Entra en la casa junto a su perro, un labrador retriever de color arena al que llamó Thor. Le sirve la comida mientras el can espera pacientemente a que su amo le indique que puede empezar a comer. Tras tirar el bote de comida al correspondiente bidón de reciclaje, mira a su perro durante un par de segundos y se siente orgulloso de lo disciplinado que es, ahí, perfectamente sentado, sin mirar el cuenco, sólo mirando a su amo. Por fin, hace un gesto con la mano y Thor se lanza a comer.

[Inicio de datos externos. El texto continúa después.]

PR #522, opened 2021-11-05
GitHub action for the react demo

mrrostam:


.github/workflows/react_demos.yml
```diff
@@ -0,0 +1,56 @@
+name: React Demos
+
+on:
+  push:
```
ErisMik, line 4: This lets us manually trigger the actions from GitHub and is a huge help when testing new actions
```suggestion
  workflow_dispatch:
  push:
```

ErisMik (approved):

.github/workflows/react_demos.yml
mrrostam: Good idea, i would create a dummy pull request for such a thing!

PR #526, opened 2021-11-09
V2.0 flutter

ksyeo1010:
- updated flutter binding and demo
- moved away from flutter-ffi to native Java/Swift modules

To test on iOS: copy binding/ios/Porcupine-iOS.podspec to root dir.


binding/flutter/android/src/main/java/ai/picovoice/flutter/porcupine/PorcupinePlugin.java
```diff
@@ -11,23 +11,185 @@
...
+    channel.setMethodCallHandler(this);
+  }
+
+  @Override
+  public void onMethodCall(@NonNull MethodCall call, @NonNull Result result) {
+    Method method;
+    try {
+      method = Method.valueOf(call.method.toUpperCase());
+    } catch (IllegalArgumentException e) {
+      method = Method.DEFAULT;
```
laves, line 58: You should probably just throw here instead of having a .DEFAULT enum

binding/flutter/lib/porcupine.dart
```diff
@@ -92,121 +106,116 @@ class Porcupine {
...
-      } catch (_) {
-        throw new PvArgumentError(
-            "Could not find model file at path '$modelPath'. If this is a packaged asset, ensure you have added it to your pubspec.yaml file.");
-      }
-    }
-
-    if (keywords != null && keywordPaths != null) {
-      throw new PvArgumentError(
-          "Both 'keywords' and 'keywordPaths' were set. Only one of the two arguments may be set for initialization.");
+      } catch (e) {/* don't do anything on fail */}
```
laves, line 138: hmmm...not sure about this. I know we're trying to allow auto-extraction in Flutter and native, but there must be a more explicit way of checking this so that it doesn't just do a blind catch.

binding/flutter/lib/porcupine.dart
```diff
@@ -92,121 +106,116 @@ class Porcupine {
...
       List<double>? sensitivities}) async {
-    if (!_resourcesExtracted) {
-      await _extractPorcupineResources();
-      _resourcesExtracted = true;
+    if (accessKey == null || accessKey == "") {
+      throw PorcupineInvalidArgumentException("'accessKey' must be set.");
     }
 
     if (modelPath == null || modelPath == "") {
       modelPath = _defaultModelPath;
```
laves, line 132: we can probably let empty model path through and let native fill in default model, right?

binding/flutter/lib/porcupine.dart
```diff
@@ -92,121 +106,116 @@ class Porcupine {
...
     }
 
-    if (sensitivities == null || sensitivities.length == 0) {
+    if (sensitivities == null || sensitivities.isEmpty) {
       sensitivities = List.filled(keywordPaths.length, 0.5);
     } else {
       for (double sensitivity in sensitivities) {
         if (sensitivity < 0 || sensitivity > 1 || sensitivity == double.nan) {
-          throw new PvArgumentError(
+          throw PorcupineInvalidArgumentException(
```
laves, line 163: I actually wonder if we should move all validation to native and just have the Flutter plugin be a super thin wrapper...

binding/flutter/lib/porcupine_error.dart
```diff
@@ -9,49 +9,84 @@
 // specific language governing permissions and limitations under the License.
 //
 
-class PvAudioException implements Exception {
+// ignore_for_file: unnecessary_brace_in_string_interps
```
laves, line 12: I think if you just use `$code` instead of `${code}` you don't have to ignore it

binding/flutter/android/src/main/java/ai/picovoice/flutter/porcupine/PorcupinePlugin.java
```diff
@@ -11,23 +11,185 @@
...
+
+        if (!porcupinePool.containsKey(handle)) {
+          result.error(
+                  PorcupineInvalidArgumentException.class.getSimpleName(),
+                  "Invalid Porcupine handle provided to native module.",
+                  null);
+          return;
+        }
+
+        Porcupine porcupine = porcupinePool.get(handle);
```
laves, line 179: You should remove from pool after deleting it

binding/flutter/ios/Classes/SwiftPorcupinePlugin.swift
```diff
@@ -11,9 +11,150 @@
...
+    
+    public static func register(with registrar: FlutterPluginRegistrar) {
+        let instance = SwiftPorcupinePlugin()
+
+        let methodChannel = FlutterMethodChannel(name: "porcupine", binaryMessenger: registrar.messenger())
+        registrar.addMethodCallDelegate(instance, channel: methodChannel)
+    }
+    
+    public func handle(_ call: FlutterMethodCall, result: @escaping FlutterResult) {
+        let method = Method(rawValue: call.method.uppercased()) ?? Method.DEFAULT
```
laves, line 35: again, maybe no default is necessary. Just return an error it you get a weird method call

binding/flutter/ios/Classes/SwiftPorcupinePlugin.swift
```diff
@@ -11,9 +11,150 @@
...
+                    result(errorToFlutterError(PorcupineError.PorcupineInvalidArgumentError("Invalid argument provided to Porcupine 'process'")))
+                }
+            } catch let error as PorcupineError {
+                result(errorToFlutterError(error))
+            } catch {
+                result(errorToFlutterError(PorcupineError.PorcupineInternalError(error.localizedDescription)))
+            }
+            break
+        case .DELETE:
+            let args = call.arguments as! [String: Any]
```
laves, line 109: can you just do this at the top instead of repeating it?

binding/flutter/ios/Classes/SwiftPorcupinePlugin.swift
```diff
@@ -11,9 +11,150 @@
...
+        case .PorcupineActivationRefusedError:
+            return FlutterError(code: "PorcupineActivationRefusedException", message: extractMessage("\(error)"), details: nil)
+        case .PorcupineInternalError:
+            return FlutterError(code: "PorcupineException", message: extractMessage("\(error)"), details: nil)
+        }
+    }
     
-  }
+    private func extractMessage(_ errorMessage: String) -> String {
+        let parts = errorMessage.components(separatedBy: "\"")
```
laves, line 152: Is there not a way to just get the message from the error type? This string parsing seems a bit unnecessary.

binding/flutter/lib/porcupine.dart
```diff
@@ -71,15 +73,27 @@ class Porcupine {
   /// Thows a `PvError` if not initialized correctly
```
laves, line 73: PorcupineException now right?

binding/flutter/lib/porcupine_error.dart
```diff
@@ -9,49 +9,84 @@
...
+
+class PorcupineException implements Exception {
```
laves, line 14: Can you check "Error" vs "Exception" in Flutter? I can't remember, but they were opinionated on which word you use when.

demo/flutter/lib/main.dart
```diff
@@ -53,18 +62,24 @@ class _MyAppState extends State<MyApp> with WidgetsBindingObserver {
 
   @override
   void didChangeAppLifecycleState(AppLifecycleState state) async {
-    if (state == AppLifecycleState.inactive) {
+    if (state == AppLifecycleState.paused) {
```
laves, line 65: I seem to remember there was a specific reason I chose inactive over paused. Make sure you test that putting it in the background of both platforms doesn't mess anything up

demo/flutter/pubspec.yaml
```diff
@@ -11,11 +11,15 @@ dependencies:
...
   
 dev_dependencies:
   flutter_test:
     sdk: flutter
+  lints: ^1.0.1
 
 flutter:
   uses-material-design: true
+  assets:
+    - assets/
```
laves, line 25: what's this for?

laves (changes requested):

binding/flutter/lib/porcupine_error.dart
ksyeo1010: Exception is the normal exceptions we know, i.e. throw and catch. Errors are not supposed to be catched and probably done by programmer's mistake.

demo/flutter/lib/main.dart
ksyeo1010: I remember this messes up the program when mic permission pop up. Right now seems ok going to background and returning back.

binding/flutter/android/src/main/java/ai/picovoice/flutter/porcupine/PorcupinePlugin.java
```diff
@@ -55,55 +53,80 @@ public void onMethodCall(@NonNull MethodCall call, @NonNull Result result) {
...
+          String accessKey = call.argument("accessKey");
+          String modelPath = call.argument("modelPath");
+          ArrayList<String> keywordsList = call.argument("keywords");
+          ArrayList<Double> sensitivitiesList = call.argument("sensitivities");
+
+          Porcupine.BuiltInKeyword[] keywords = null;
+          if (keywordsList != null) {
+            keywords = new Porcupine.BuiltInKeyword[keywordsList.size()];
+            for (int i = 0; i < keywordsList.size(); i++) {
+              keywords[i] = Porcupine.BuiltInKeyword.valueOf(keywordsList.get(i));
```
laves, line 75: we should probably handle the case where we can't translate given keyword to built-in

binding/flutter/lib/porcupine.dart
```diff
@@ -254,27 +176,28 @@ class Porcupine {
...
-    File outputFile = File(outputPath);
-
-    ByteData data =
-        await rootBundle.load(filePath);
-    final buffer = data.buffer;
+    ByteData data;
+    try {
+      data = await rootBundle.load(filePath);
+    } catch (_) {
+      return filePath;
```
laves, line 184: can you just add a comment here about why we do this

binding/flutter/lib/porcupine.dart
```diff
@@ -254,27 +176,28 @@ class Porcupine {
...
-  static String _builtInToKeyword(BuiltInKeyword builtIn) {
-    return builtIn
-        .toString()
-        .split('.')
-        .last
-        .replaceAll('_', ' ')
-        .toLowerCase();
-  }
-
   static Future<String> _extractResource(String filePath) async {
```
laves, line 179: let's change the name of this function to more accurately describe what it's doing. I'm thinking something like "tryExtractFlutterAsset"

demo/flutter/lib/main.dart
```diff
@@ -98,16 +98,15 @@ class _MyAppState extends State<MyApp> with WidgetsBindingObserver {
       });
     } on PorcupineInvalidArgumentException catch (ex) {
       errorCallback(PorcupineInvalidArgumentException(
-          "${ex.message}. Please make sure your accessKey '$accessKey' is a valid access key."));
+          "${ex.message}\nPlease make sure your accessKey '$accessKey' is a valid access key."));
```
laves, line 101: make sure -> ensure  (just slightly more professional sounding)

binding/flutter/ios/Classes/SwiftPorcupinePlugin.swift
```diff
@@ -32,32 +31,61 @@ public class SwiftPorcupinePlugin: NSObject, FlutterPlugin {
...
+                    
+                    var param: [String: Any] = [:]
+                    param["handle"] = handle
+                    param["frameLength"] = Porcupine.frameLength
+                    param["sampleRate"] = Porcupine.sampleRate
+                    param["version"] = Porcupine.version
+                    
+                    result(param)
+                } else {
+                    result(errorToFlutterError(PorcupineError.PorcupineInvalidArgumentError("Invalid argument provided to Porcupine 'from_built_in_keywords'")))
```
laves, line 75: this gets hit if accessKey or keywords are null right? Maybe just be more specific in the throw here and say something like "missing required arguments accessKey and keywords"

laves (changes requested):
It was a long road to get here I know, but this binding is now super light and slick. This pattern is definitely something we're going to use going forward with cross-platform stuff where possible.

laves (approved):

PR #528, opened 2021-11-11
Fix missing python m1

ErisMik:


binding/python/util.py
```diff
@@ -1,5 +1,5 @@
 #
-# Copyright 2020 Picovoice Inc.
+# Copyright 2021 Picovoice Inc.
```
laves, line 2: 2020-2021

laves (changes requested):
can you also add arm64 to the python demo readme?

laves (approved):

PR #529, opened 2021-11-15
v2.0-unity fix

ksyeo1010:
- fix bug where streaming assets would be appended twice on android

### DIFF
--- a/binding/unity/Assets/Porcupine/Porcupine.cs
+++ b/binding/unity/Assets/Porcupine/Porcupine.cs
@@ -408,18 +408,17 @@ namespace Pv.Unity
         private static Dictionary<BuiltInKeyword, string> GetBuiltInKeywordPaths(string platform)
         {
 #if !UNITY_EDITOR && UNITY_ANDROID
-            string keywordFilesDir = Path.Combine(Application.persistentDataPath, "keyword_files", platform);
+            string keywordFilesDir = Path.Combine(Path.Combine(Application.persistentDataPath, "keyword_files"), platform);
             if (!Directory.Exists(keywordFilesDir))
             {
                 Directory.CreateDirectory(keywordFilesDir);
             }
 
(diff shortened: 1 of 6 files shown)


binding/unity/Assets/Porcupine/Porcupine.cs
```diff
@@ -408,18 +408,22 @@ private static string GetDefaultModelPath()
         private static Dictionary<BuiltInKeyword, string> GetBuiltInKeywordPaths(string platform)
         {
 #if !UNITY_EDITOR && UNITY_ANDROID
-            string keywordFilesDir = Path.Combine(Path.Combine(Application.persistentDataPath, "keyword_files"), platform);
+            string keywordFilesDir = Path.Combine(Application.persistentDataPath, "keyword_files", platform);
```
laves, line 411: I know those multi-`Path.Combine`s look weird, but they actually make it compatible with Unity 2017.1 because they conform to an earlier version of C#. Let's keep them there.

binding/unity/Assets/Porcupine/Porcupine.cs
```diff
@@ -444,10 +448,17 @@ private static string GetDefaultModelPath()
...
-            string dstPath = Path.Combine(Application.persistentDataPath, filePath);
-            var loadingRequest = UnityWebRequest.Get(srcPath);
+            if (!filePath.StartsWith(Application.streamingAssetsPath))
+            {
+                throw new PorcupineIOException($"File '{filePath}' not found in streaming assets path.");
+            }
+
+            string dstPath = Path.Combine(
+                Application.persistentDataPath,
+                filePath.Remove(0, Application.streamingAssetsPath.Length + 1));
```
laves, line 458: It would probably be more simple to do a replace operation here. Replace streamingAssetsPath -> persistentDataPath

laves (changes requested):

laves (approved):

PR #530, opened 2021-11-15
ppn-mcu v2.0

mrrostam:
- added keywords for cortexm
- updated static libs
- updated `generate_pv_params_file.py` to generate header files for all languages
- added configurations for de, es, and fr
- updated demos to use new accesskey interface
- updated docs


ErisMik:
For the failing Rust checks in the workflow files replace ` sudo apt install libasound2-dev` with ` sudo apt update && sudo apt install libasound2-dev`. I can do it for you if you'd like.

mrrostam:
> For the failing Rust checks in the workflow files replace ` sudo apt install libasound2-dev` with ` sudo apt update && sudo apt install libasound2-dev`. I can do it for you if you'd like.

I think you fixed this before, right? so I just rebased to get new actions

PR #534, opened 2021-11-18
Web binding update - v2.0

mrrostam:


binding/web/template/src/utils.ts
```diff
@@ -124,7 +124,7 @@ export function getRuntimeEnvironment(): string {
 
  export function isAccessKeyValid(accessKey: string): boolean {
   const accessKeyCleaned = accessKey.trim();
-  if (accessKeyCleaned.length !== 56) { return false; }
+  if (accessKeyCleaned === '') { return false; }
```
ErisMik, line 127: I think in this case we do actually want to check for `length !== 56`. A valid accessKey is of length 56 after all, and this function is not used to fail silently, but throw a loud error which is the original concern.

ErisMik (approved):
Optional comment, otherwise LGTM

binding/web/template/src/utils.ts
mrrostam: Correct! One reason is we do not have this logic in any other binding so it makes the web binding one of a kind which might cause some problems; the other reason is in future we may update the AccessKey length and even have AccessKeys with different sizes. So I think this validation is too limited and fragile to be in a binding. It'd rather to send it to the engine and get some errors back.

PR #537, opened 2021-11-22
V2.0 ios fix

ksyeo1010:
- updated ios bindings, flutter and reactnative to use better error handling method to match android case

### DIFF
--- a/binding/ios/Porcupine.swift
+++ b/binding/ios/Porcupine.swift
@@ -9,49 +9,6 @@
 
 import PvPorcupine
 
-public enum PorcupineError: Error {
-    case PorcupineMemoryError(_ message:String)
-    case PorcupineIOError(_ message:String)
-    case PorcupineInvalidArgumentError(_ message:String)
-    case PorcupineStopIterationError(_ message:String)
-    case PorcupineKeyError(_ message:String)
-    case PorcupineInvalidStateError(_ message:String)
-    case PorcupineRuntimeError(_ message:String)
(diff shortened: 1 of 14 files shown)


binding/ios/Porcupine.swift
```diff
@@ -24,6 +24,34 @@ public enum PorcupineError: Error {
...
+                .PorcupineActivationError(let message),
+                .PorcupineActivationLimitError(let message),
+                .PorcupineActivationThrottledError(let message),
+                .PorcupineActivationRefusedError(let message),
+                .PorcupineError(let message):
+            return NSLocalizedString(message, comment: "")
+        }
+    }
+    
+    public var code : String {
```
laves, line 46: let's make what we're doing here a bit clearer from an API point of view. Since this is only a get property and it's only for us, we should probably just have a utility function called `getPvException` or something that returns the Exception equivalent

binding/ios/Porcupine.swift
```diff
@@ -24,6 +24,34 @@ public enum PorcupineError: Error {
...
+        get {
+            let error = String(describing: self)
+            return error.replacingOccurrences(of: "Error", with: "Exception").components(separatedBy: "(\"")[0]
```
laves, line 49: Is there a way to do this without the `components(separatedBy` chunk? Ideally we'd just get the enum name and replace the last occurrence of the word "Error"

laves (changes requested):

laves (approved):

Poco antes, en el parque, la mujer con la que estuvo charlando mientras los perros de ambos correteaban le preguntó que desde cuando lo tenía. Él dijo que desde que era un cachorro, que se lo dio uno de sus hermanos. Pero lo segundo no era cierto. Mientras observaba como comía, rememoró el momento en el que lo encontró en aquella casa. Acababa de matar a sus dueños, un trabajo sencillo que le encargaron tan sólo unos días antes. Cuando salía de la casa se topó con aquel cachorro, que le miraba con la cabeza ladeada, le hizo sonreír. Se agachó y le acarició el cuello. Miró a su alrededor y pensó “¿Qué va a ser de ti, pequeñín?”. Tras dudar durante unos segundos, lo cogió y se lo metió en la mochila.
Mira el calendario que tiene en la cocina. Mañana tiene cita con el veterinario para que le revise lo de los parásitos intestinales. El viernes tiene un nuevo encargo, algo sencillo, pero tiene que coger el avión y se ausentará un par de días, tendrá que llevar a Thor al hotel canino en el que suele dejarlo.